Accelerated Gradient Method as long as Multi-Task Sparse Learning Problems

Accelerated Gradient Method as long as Multi-Task Sparse Learning Problems

Accelerated Gradient Method as long as Multi-Task Sparse Learning Problems

Jarolim, Edie, Freelance Writer has reference to this Academic Journal, PHwiki organized this Journal Accelerated Gradient Method as long as Multi-Task Sparse Learning ProblemsXi Chen, Weike Pan+, James T. Kwok+, Jaime G. Carbonell Machine Learning DepartmentCarnegie Mellon University+ Computer Science EngineeringThe Hong Kong University of Science & Tech TexPoint fonts used in EMF. Read the TexPoint manual be as long as e you delete this box.: AAAAAAAAAAAAAAContentQ&AConvergence RateMulti-Task Sparse Learning ProblemsExperimental ResultsAccelerated Gradient MethodMulti-Task Learning ProblemsMulti-Task Learning: Combine data from various data sources Potentially exploit the inter-relation among different data

Arizona State University US

This Particular University is Related to this Particular Journal

Multi-Task Learning ProblemsCollection of TasksM linear classifiers Optimization over M tasks jointly:Sparse Multi-Task Learning ProblemsCoefficients as long as a feature (2nd)Coefficients as long as a task (2nd)[Tropp 2006]Solution where only a few features are involved but the involved features will contribute in solving the problems as long as all tasks !Sub-gradient DescentOptimization FormulationSub-gradient method: Convergence Rate :

Gradient update as long as smooth function:Generalized gradient update with non-smooth term:Equivalent View of Gradient DescentNesterov’s Accelerated Gradient Method:Define two alternating sequences in addition to is affine combination of in addition to Per as long as m the generalized gradient update at Special choice of step-size Nesterov’s Accelerated Gradient Method[Nesterov 1983 & 2003] Accelerated Gradient AlgorithmAccelerated Gradient Algorithm

Fast Computation of Generalized Gradient UpdateKey observation: row decomposition: Generalized Gradient Update SubproblemDual Form[J. Duchi et al. 2008]Sorting in addition to thresholding: O(MlogM)ExtensionsConvergence Rate

Comparisons MTL-AGM (Multi-Task Learning – Accelerated Gradient Method)MTL-PGM (Projected Gradient Descent) MTL-FOLOS (Forward Looking Subgradient)Datasets Classification (Letters Dataset) : 8 binary classification tasksRegression (School Dataset): 139 regression tasks (half training , half testing) Experimental Results[A. Quattoni et al. 2009][J. Duchi et al. 2009]Letter Dataset ( =0.01, C=100, weak sparsity)Experimental ResultsHinge loss NOT smooth MTL-AGM Superior Letter Dataset ( =0.05, C=50, strong sparsity)Experimental Results

School Dataset ( =1, C=100, Square Loss, RMSE)Experimental ResultsThank YouGeneralized Gradient Update Sorting & thresholding procedure:Time complexity: O(MlogM)

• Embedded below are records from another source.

PR #151, opened 2025-03-12
Introduce two FX graph partitioners: remat_all and remat_all_and_offload_these_inputs

tengyifei:
The main purpose is to be able to add activation checkpointing and host offloading of layer inputs to scan, which will be added later. Specifically, `torch_xla` scan takes a FX graph partitioner, so we can pass `remat_all` to implement full activation checkpointing, and pass `remat_all_and_offload_these_inputs` to implement "full activation checkpointing + offloading some input tensors to host".

And add unit tests that they work as intended.

### DIFF
--- a/torchprime/torch_xla_models/offloading.py
+++ b/torchprime/torch_xla_models/offloading.py
@@ -6,6 +6,7 @@ import torch.fx as fx
 from functorch.compile import aot_function, make_boxed_func  # type:ignore
 from torch.utils._pytree import tree_iter
 from torch.utils.checkpoint import CheckpointPolicy
+from torch_xla.experimental.stablehlo_custom_call import place_to_device, place_to_host
 
 from .remat_all import remat_all_partition_fn
 
@@ -56,7 +57,9 @@ def remat_all_and_offload_these_inputs(
   names_to_offload_set = set(names_to_offload)
 
   # Modify the module such that all `offload_name` tensors whose name match
-  # `names_to_offload_set` must be saved during the forward pass.
+  # `names_to_offload_set` must be saved during the forward pass. Then these
+  # nodes will show up in the output of the `fwd` graph as additional
+  # residuals. Later, we'll walk over the graph output to identify the nodes.
   for node in joint_module.graph.nodes:
     if (
       node.op == "call_function"
@@ -74,8 +77,8 @@ def remat_all_and_offload_these_inputs(
     fw_example_args = _make_arguments(fwd)
     bw_example_args = _make_arguments(bwd)
 
-  fw_name_in_output_indices = _get_name_in_output_indices(fwd)
-  bw_name_in_input_names = _get_name_in_input_names(
+  fw_name_in_output_indices = _get_offload_name_to_fw_output_indices(fwd)
+  bw_name_in_input_names = _get_offload_name_to_bw_input_names(
     bwd, num_fwd_outputs, fw_name_in_output_indices
   )
 
@@ -91,12 +94,18 @@ In the backward graph:
   """
 
   for name in names_to_offload_set:
-    assert name in fw_name_in_output_indices, _debug(
-      f"Did not find {name} in fw_name_in_output_indices: {fw_name_in_output_indices}."
-    )
-    assert name in bw_name_in_input_names, _debug(
-      f"Did not find {name} in bw_name_in_input_names: {bw_name_in_input_names}."
-    )
+    if name not in fw_name_in_output_indices:
+      raise ValueError(
+        _debug(
+          f"Did not find {name} in fw_name_in_output_indices: {fw_name_in_output_indices}."
+        )
+      )
+    if name not in bw_name_in_input_names:
+      raise ValueError(
+        _debug(
+          f"Did not find {name} in bw_name_in_input_names: {bw_name_in_input_names}."
+        )
+      )
 
   with torch.no_grad():
 
@@ -106,11 +115,7 @@ In the backward graph:
         [fw_name_in_output_indices[name] for name in names_to_offload_set]
       )
       return tuple(
-        torch.ops.xla.place_to_host(v)  # type: ignore
-        if i  # type:ignore
-        in indices_to_offload
-        else v
-        for i, v in enumerate(out)
+        place_to_host(v) if i in indices_to_offload else v for i, v in enumerate(out)
       )
 
     def backward(**kwargs):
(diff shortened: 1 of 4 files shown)


torchprime/torch_xla_models/tests/test_remat_all.py
```diff
@@ -0,0 +1,132 @@
...
+
+  # Forward graph does these ops
+  assert _count_function_calls(fw_graph, "mm") == 1
+  assert _count_function_calls(fw_graph, "sin") == 1
+  assert _count_function_calls(fw_graph, "exp") == 1
+
+  # Backward graph does these ops
+  assert _count_function_calls(bw_graph, "mm") == 3  # 1 forward + 2 backward
+  assert _count_function_calls(bw_graph, "sin") == 1  # 1 forward
+  assert _count_function_calls(bw_graph, "exp") == 1  # 1 backward (gradient of exp)
```
zpcore, line 41: why there is no forward of exp here?

torchprime/torch_xla_models/remat_all.py
```diff
@@ -0,0 +1,80 @@
...
+        # graphs at once. We only have one graph so this can simply be 0.
+        node.meta["ac_graph_id"] = 0
+
+    return min_cut_rematerialization_partition(
+      joint_module, _joint_inputs, num_fwd_outputs=num_fwd_outputs
+    )
+
+
+@contextmanager
+def _remat_all_config():
```
zpcore, line 37: Is this necessary even though we have applied `CheckpointPolicy.MUST_RECOMPUTE`?

torchprime/torch_xla_models/tests/test_remat_all.py
tengyifei: Eagle eyes! I think this is the result of chain rule. So the backward function gets dLoss/dc. Then the remat part computes b. Then to get dLoss/db, we run dLoss/db = dLoss/dc * dc/db and dc/db works out to be dexp(b)/db = exp(b). So there's only one exp during this process. 


Actually, having typed this out, I think no matter what final operation we put in f (be it exp or sin or cos or whatever), the dLoss/db will never depend on the value of c. Therefore we never have to recompute c again.

torchprime/torch_xla_models/offloading.py
```diff
@@ -0,0 +1,224 @@
...
+from functorch.compile import aot_function, make_boxed_func  # type:ignore
+from torch.utils._pytree import tree_iter
+from torch.utils.checkpoint import CheckpointPolicy
+from torch_xla.experimental.stablehlo_custom_call import place_to_device, place_to_host
+
+from .remat_all import remat_all_partition_fn
+
+
+@torch.library.custom_op("xla::offload_name", mutates_args=())
+def offload_name(t: torch.Tensor, name: str) -> torch.Tensor:
```
zpcore, line 15: Could you point me to the code how the `name` argument become the `_qualname` attribute of the fx graph node?

zpcore (commented):
The logic LGTM! Left few questions to help me better understand the code.

torchprime/torch_xla_models/offloading.py
```diff
@@ -0,0 +1,224 @@
...
+    return None
+  return torch.empty_like(t)
+
+
+@offload_name.register_autograd
+def _offload_name_backward(ctx, grad):
+  return grad, None
+
+
+def remat_all_and_offload_these_inputs(
```
zpcore, line 41: Since we can choose to offload tensors based on the assigned `name`, what stops us from offloading activation inside the decoder layer?

torchprime/torch_xla_models/tests/test_remat_all.py
tengyifei: Explained in comment

zpcore: Yes, exactly! We never need to recompute the last output whatever the function is during backpropagation.

torchprime/torch_xla_models/offloading.py
tengyifei: Actually `name` becomes the second argument of the node, and `offload_name._qualname` is supposed to be equal to `torch.ops.xla.offload_name` or something. Therefore, later we check `node.target.name() == offload_name._qualname`. That check effectively means "is this node a function call and this node is calling the offload_name" function.

I'll document this next to the `_qualname` thing

torchprime/torch_xla_models/offloading.py
tengyifei: Good point. My first prototype can't do it because I didn't figure out how to control the rematerialization. Now we can. I'll add a test to test offloading a middle tensor.

Now, why we couldn't do this before? It turns out that's because my earlier prototype [1] rematted _everything_, including the `offload_name` call itself. As in the partitioned forward and backward graph looks like this:

```
def forward(input, primal_1, primal_2, ...):
  offloaded = offload_name(input, "foo")
  mm = aten.mm(offloaded, primal_1)
  ...
  return input, primal_1, ...

def backward(input, primal_1, primal_2, ...):
  # even offload_name is run again
  offloaded = offload_name(input, "foo")
  mm = aten.mm(offloaded, primal_1)
  ...
```

Notice how there are _two_ offload_name calls. In order to find the `input` tensor to offload, I walk backwards from `offload_name` in both graphs to find the tensor which is the input to `offload_name`.

When I tried to use the same code with Llama 405B it didn't work for some reason. That prompted me to adjust how the remat works, using the `CheckpointPolicy` instead of min-cut configs. After that, the graph looks like this:

```
def forward(input, primal_1, primal_2, ...):
  offloaded = offload_name(input, "foo")
  mm = aten.mm(offloaded, primal_1)
  ...
  return offloaded, primal_1, ...

def backward(offloaded, primal_1, primal_2, ...):
  # no more `offload_name` here
  mm = aten.mm(offloaded, primal_1)
  ...
```

Notice because the policy for `offload_name` is set to `CheckpointPolicy.MUST_SAVE`, the graph partitioner always saves the `offloaded` tensor in the context. Then during the backward pass, it directly uses that tensor instead of using `input`, because `input` is discarded while `offloaded` is saved. Now I just have to look for an `offload_name` call in the output of the `forward`, and look for the corresponding argument index in the input of the `backward`, then wrap them with the place_to_host and place_to_device calls.

This is precisely what enables us now to offload some intermediate tensor because whichever tensor got decorated with `offload_name` and which we requested to offload will get tagged with the `CheckpointPolicy.MUST_SAVE` policy. This functionality didn't exist in the earlier prototype.

[1]: https://github.com/pytorch-tpu/transformers/blob/flash_attention_405b-dev/src/transformers/models/llama/graph_transforms/offloading.py

tengyifei:
PTAL

zpcore (approved):
Thanks for all those detailed explanations!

Jarolim, Edie Jarolim, Edie Freelance Writer

Jarolim, Edie Freelance Writer

Jarolim, Edie is from United States and they belong to Jarolim, Edie and they are from  Tucson, United States got related to this Particular Journal. and Jarolim, Edie deal with the subjects like Beverages; Food; Pets and Pet Products; Restaurants/Dining; Travel

Journal Ratings by Arizona State University

This Particular Journal got reviewed and rated by Arizona State University and short form of this particular Institution is US and gave this Journal an Excellent Rating.